My Lords, I thank the noble Baroness, Lady Finlay, for introducing this Bill, which is close to her heart, as we all know. I thank all noble Lords for a great debate. I thank the Library, the BMA, Dignity in Dying, Marie Curie and others for their briefings. I declare my interest as a member of a CCG, as set out in the register.
I particularly enjoyed—if that is the right expression—the noble Baroness’s introduction to the Bill. It reminded us yet again how privileged we are to have a Member of the House with such expertise and experience. As we all know, the Bill aims to,
“make provision for clinical commissioning groups to ensure that persons in their area have access to specialist and generalist palliative care and appropriate support services”.
I want to say how much I valued the contributions from the noble Baronesses, Lady Hamwee and Lady O’Loan, whose personal experiences add enormously to our debate. Frankly, I am too close to various experiences to talk about them myself, but I appreciated the fact that they had the courage to do so and thank them for it.
If enacted, the Bill would require CCGs to ensure that individuals with palliative care needs have access to “appropriate health services”. This obligation, as noble Lords have said, would include, but not be limited to, ensuring access to pain and symptom management; psychological support for individuals and their relatives, particularly children; and information regarding an individual’s condition and palliative care. It would place a duty on CCGs to publish that strategy. They question is: can they deliver the strategy? That is the theme that has run through all noble Lords’ contributions.
I thought the briefing we received from Marie Curie was very important: it justifies very succinctly why the Bill is necessary. It tells us that every year 150,000 people in the UK do not receive the care and support they need at the end of their lives. It tells us that more than 5.5 million people will die in England, around 75% of whom will need some form of palliative care and significant action at the end of their lives. It tells us that in 2016, there were more than 1.6 million emergency admissions, as the noble Baroness, Lady Meacher, mentioned, which amounted to 11 million days in hospital and cost the NHS £2.5 billion. If CCGs do not put strategies in place to ensure access to palliative care and appropriate support for people at the end of their lives, it will cost the NHS more money than is necessary—money that could be spent on palliative care. That is the challenge the Minister needs to address in her remarks.

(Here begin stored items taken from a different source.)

PR #146, opened 2020-09-28
Rework expansion areas in UI

mdrillin:
Replaced the accordion usages on the form pages with ExpansionSection - seems more appropriate according to patternfly examples.
- renamed ConfigureConnectorTypeComponent to ConfigureConnectorComponent
- replaced accordion usages with ExpansionSection
- indent form inputs to better distinguish the different sections.  Each area is titled, with exansion section below it.

example screenshots 
### Properties Step:
-----------------------------------------------------------------------------------------
ConnectionProperties

### Data Options Step:
-----------------------------------------------------------------------------------------
DataOptions

### Runtime Options Step:
-----------------------------------------------------------------------------------------
RuntimeOptions


uidoyen:
I think handling expansion with the title itself would be more generic then adding a separate expansion area. Expansion section looks different then actual UX. Maybe we can discuss with UX team.

uidoyen (commented):
I think handling expansion with the title itself would be more generic then adding a separate expansion area. Expansion section looks different then actual UX. Maybe we can discuss with UX team.

indraraj (approved):
Margin it now, improvement looks good. We can run the changes with UX later and can update if needed.

mdrillin:
@uidoyen agree, UX may have some input on this - we can adjust if needed after their review.  It may be better to just remove the titles and use the expansion text as the title.

PR #147, opened 2020-09-28
Add detail info to error alert

mdrillin:
Adds details message to the error alert - if there is a problem creating the connector.  If no message, then a generic message is added.

ErrorDetail1

ErrorDetails2


indraraj (approved):
looks good.

PR #148, opened 2020-09-29
Remove the error toast msg after 10 sec

indraraj:
- Remove the error Toast msg automatically after 10 sec.

- Moved the Toast msg in a different component.


mdrillin (approved):
Looks good, will merge.  I think it would be good to leave a close button on it too - then the user can dismiss earlier if they want.  wdyt?

indraraj:
> Looks good, will merge. I think it would be good to leave a close button on it too - then the user can dismiss earlier if they want. wdyt?

Yeah, i think it will good to have that. I will get that

PR #149, opened 2020-09-29
Fixing expansion panel

uidoyen:
Removing extra title for expansion area in Properties, Data Options and Runtime Options steps


mdrillin (approved):
I agree - this looks much better, thanks!

PR #170, opened 2020-10-05
Making backend base URL configurable

### LINKED ISSUE #168: JS/FE: Make backend base URL relative to the src URI or configurable
When the React app is loading deployed on a server it tries to query `localhost:8080` instead if the source domian where the JS was loaded from. Either load from the JS files source domain (just relative URLs) or make the base URL configurable.

FYI @gunnarmorling @mdrillin @indraraj @uidoyen

uidoyen:
Create/Generate `config.js` inside `build` or `dist` folder with the following code snippet and change `url `accordingly.

```
window.DEFAULT_CONFIG = {
  artifacts: {
      type: "rest",
      url: "http://localhost:8080/api/"
  },
  features: {
      readOnly: false
  },
  mode: "dev",
  ui: {
      contextPath: null,
      url: "http://localhost:8888/"
  }
};
```

closes #168

### DIFF
--- a/ui/packages/ui/src/index.html
+++ b/ui/packages/ui/src/index.html
@@ -8,13 +8,11 @@
 
   <meta id="appName" name="application-name" content="Debezium UI">
   <link rel="icon" type="image/x-icon" href="favicon.ico">
-
+  <script src="config.js"></script>
 </head>
 
 <body>
   <noscript>Enabling JavaScript is required to run this app.</noscript>
   <div id="root"></div>
-  <script src="config.js"></script>
 </body>
-
 </html>
--- a/ui/packages/ui/src/index.html
+++ b/ui/packages/ui/src/index.html
@@ -14,6 +14,7 @@
 <body>
   <noscript>Enabling JavaScript is required to run this app.</noscript>
   <div id="root"></div>
+  <script src="config.js"></script>
 </body>
 
 </html>
--- a/backend/src/main/java/io/debezium/configserver/rest/FrontendConfigResource.java
+++ b/backend/src/main/java/io/debezium/configserver/rest/FrontendConfigResource.java
@@ -1,0 +1,30 @@
+package io.debezium.configserver.rest;
+
+import org.eclipse.microprofile.config.inject.ConfigProperty;
+
+import javax.ws.rs.GET;
+import javax.ws.rs.Path;
+import javax.ws.rs.Produces;
+import java.net.URI;
+
+@Path("")
+public class FrontendConfigResource {
+
+    public static final String PROPERTY_BASE_URI = "ui.base.uri";
+    public static final String FRONTEND_CONFIG_ENDPOINT = "/config.js";
+    public static final String DEFAULT_BASE_URI = "http://localhost:8080";
+
+    @ConfigProperty(name = PROPERTY_BASE_URI, defaultValue = DEFAULT_BASE_URI)
+    URI UiBaseURI;
+
+    @Path(FRONTEND_CONFIG_ENDPOINT)
+    @GET
+    @Produces("application/javascript")
+    public String getFrontendConfig() {
+        return "window.DEFAULT_CONFIG={" +
+                "artifacts:{"
+                + "type:\"rest\",url:\"" + UiBaseURI + ConnectorResource.API_PREFIX + "/\"" +
+                "},features:{readOnly:false},mode:\"prod\"};";
+    }
+
+}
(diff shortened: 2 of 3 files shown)


indraraj (approved):
Looks good to me if this solves the issue.

ui/packages/ui/src/index.html
```diff
@@ -14,6 +14,7 @@
 <body>
   <noscript>Enabling JavaScript is required to run this app.</noscript>
   <div id="root"></div>
+  <script src="config.js"></script>
```
rk3rn3r, line 17: 1. Should I make this an endpoint in the Backend that returns the right config? What happens if the file can't be loaded?

2. Don't we have a timing issue here when someone starts using the React app before that config.js is returned? Maybe move this to the `<head>` to avoid such timing issues?

uidoyen: 1. Yes, It needs to generate ‘config.js’ with required configuration. If file doesn’t exist or can’t be loaded. It will take default configuration which is under `ui/packages/services/src/config/config.service.ts`
2.  App bundle loads after ‘config.js’ so it shouldn’t be an issue.

gunnarmorling:
So how would the value within _config.js_ be determined then? Is the expectation that the backend somehow dynamically generates this file?

Tbh. this all seems over-complicated, there surely must be a simple way for a React app to obtain its base URL, no? E.g. how about [this answer](https://stackoverflow.com/questions/48134785/how-to-set-a-base-url-for-react-router-at-the-app-level) on SO?

ui/packages/ui/src/index.html
rk3rn3r: The 404 is an issue. People running the container and monitoring it would not like to see 404 in their logs. I fixed that by having the backend always return config. Is there any way we can remove the `mode` property and the other stuff from the response?
I will log an issue for cleaning up that feature and also fix the possible timing issue, because:

(2): No, that's obviously not a problem, but the other way around. The app is already loaded but `config.js` did not return, then it will use the default config.

rk3rn3r:
@gunnarmorling it's good for now. It should be working with the changes I applied now, but it's ugly.
There are scenarios especially in the enterprise sector that makes it necessary to have config for that. e.g. like you run one instance to serve the assets (JS files, CSS files, webfonts etc) in a frontend network and run a separate second instance in a backbone network to serve the `/api` endpoints. The solution we have now will solve the current deployment issue but we need to invest more time later, when this really will be used.

rk3rn3r:
@uidoyen  @indraraj 

what's the minimal fields I need to return for prod? and can I return the same for dev?

```
window.DEFAULT_CONFIG = {
  artifacts: {
      type: "rest",
      url: "http://localhost:8080/api/"
  },
  features: {
      readOnly: false
  },
  mode: "dev",
  ui: {
      contextPath: null,
      url: "http://localhost:8888/"
  }
};
```

uidoyen:
> features

Possible config for `prod`
```
window.DEFAULT_CONFIG = {
  artifacts: {
      type: "rest",
      url: "http://localhost:8080/api/"
  },
  features: {
      readOnly: false
  },
  mode: "prod",
  ui: {
      contextPath: null,
      url: "http://localhost:8888/"
  }
};
```

> features

Possible config for `dev`
```
window.DEFAULT_CONFIG = {
  artifacts: {
      type: "rest",
      url: "http://localhost:8080/api/"
  },
  features: {
      readOnly: false
  },
  mode: "dev",
  ui: {
      contextPath: null,
      url: "http://localhost:8888/"
  }
};
```

uidoyen:
Possible config for `prod`
```
window.DEFAULT_CONFIG = {
  artifacts: {
      type: "rest",
      url: "http://localhost:8080/api/"
  },
  features: {
      readOnly: false
  },
  mode: "prod",
  ui: {
      contextPath: null,
      url: "http://localhost:8888/"
  }
};
```

Possible config for `dev`
```
window.DEFAULT_CONFIG = {
  artifacts: {
      type: "rest",
      url: "http://localhost:8080/api/"
  },
  features: {
      readOnly: false
  },
  mode: "dev",
  ui: {
      contextPath: null,
      url: "http://localhost:8888/"
  }
};
```

gunnarmorling:
Ok, so I still l don't understand why we have this 40+ LOC monstrosity instead of simply evaluating `window.location.host`, like it's done in JS since the dawn of time ;) But if what we got here works, let's move forward with it now and keep it for later to hopefully simplify this.

indraraj (approved):

rk3rn3r:
It's 33 lines now

PR #173, opened 2020-10-06
align connector type card text, add connector name check

mdrillin:
- Set card headers to same height, to better align card text
- Add check of connector name to avoid duplicate - checks entry against already existing connector names


ui/packages/ui/src/app/pages/createConnector/CreateConnectorPage.tsx
```diff
@@ -307,11 +309,31 @@ export const CreateConnectorPage: React.FunctionComponent = () => {
     validateOptionProperties(propertyValues, propertyCategory);
   };
 
+  const validateConnectionName = (connName: string): string => {
+    const currentNames = location.state?.connectorNames;
```
indraraj, line 313: Hey, @mdrillin I was thinking if we need to add ignore case to name. Anyway, I have asked the same to gunner and Rene on the GitHub issue.

indraraj (approved):
Tested locally, looks good.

All the briefing we have had points to the importance of the Bill and I add my voice to those of the noble Baroness, Lady Brinton, on behalf of children, and the noble Baroness, Lady Hollins, on behalf of those who approach the end of life with learning difficulties—their contributions were very important. I think the whole House agrees that the best possible palliative care is vital, so my questions have already been asked by other noble Lords. These concern individual care preferences, which are absent from the Bill, having been included in previous Bills. I appreciate that the noble Baroness, Lady Finlay, said that codes of practice will be written to incorporate those issues that are not in the Bill and had been in previous Bills concerning end-of-life care, but there is a problem. I know that the noble Lord, Lord Balfe, does not want there to be any amendments, but the truth is that if we want the Bill to be effective, we have to consider that codes of practice may not be enforceable. Given that we have legislation already that is not being enforced, we have to question the effectiveness of the delivery of the ambitions that are in this Private Member’s Bill.
I am not going to rehearse the issues raised by other noble Lords about Brenda Grant and Jill Rushton, or the case raised by the noble Lord, Lord Low, about P3 and the care home. We know there are enormous challenges. Personalised end-of-life care, which is a key component, is not being delivered with any consistency across the piece. There is an absence of education and training from the Bill: it is a shame that that is not there. The need to ensure that palliative care is in line with the Mental Capacity Act, as set out in Clause 3 of the 2016 Bill, should be reintroduced into this current version. While the BMA and the Royal College of Physicians have developed excellent guidance on clinically assisted nutrition and hydration, it is clear that not all health and care professionals learn about and implement these guidelines. I have personal experience, not many months ago, of the assisted nutrition and hydration of a relative.
Finally, other noble Lords have addressed the absence of any research element in the Bill. Will the noble Baroness, Lady Finlay, explain that? Robust data is crucial to measuring and analysing the effectiveness of palliative care and considering where improvements could be made. Can the Minister say whether the National Survey of Bereaved People will be revived? It seems even more important now to place data collection and research on advances in end-of-life care on a statutory footing. The issue for the Minister is whether the Government will be able to deliver on the Bill if we put it on the statute book, as I hope we will. Because we are wasting our time if the answer to that is, “not really”, or if there is an equivocation about it.
I end by agreeing passionately with my noble friend Lord Browne about the need to address the inequities and inequalities in palliative care. We need leadership, funding, monitoring, research and drive in order for the Bill to be implemented once we get it on the statute book, and we will certainly support the noble Baroness in doing that.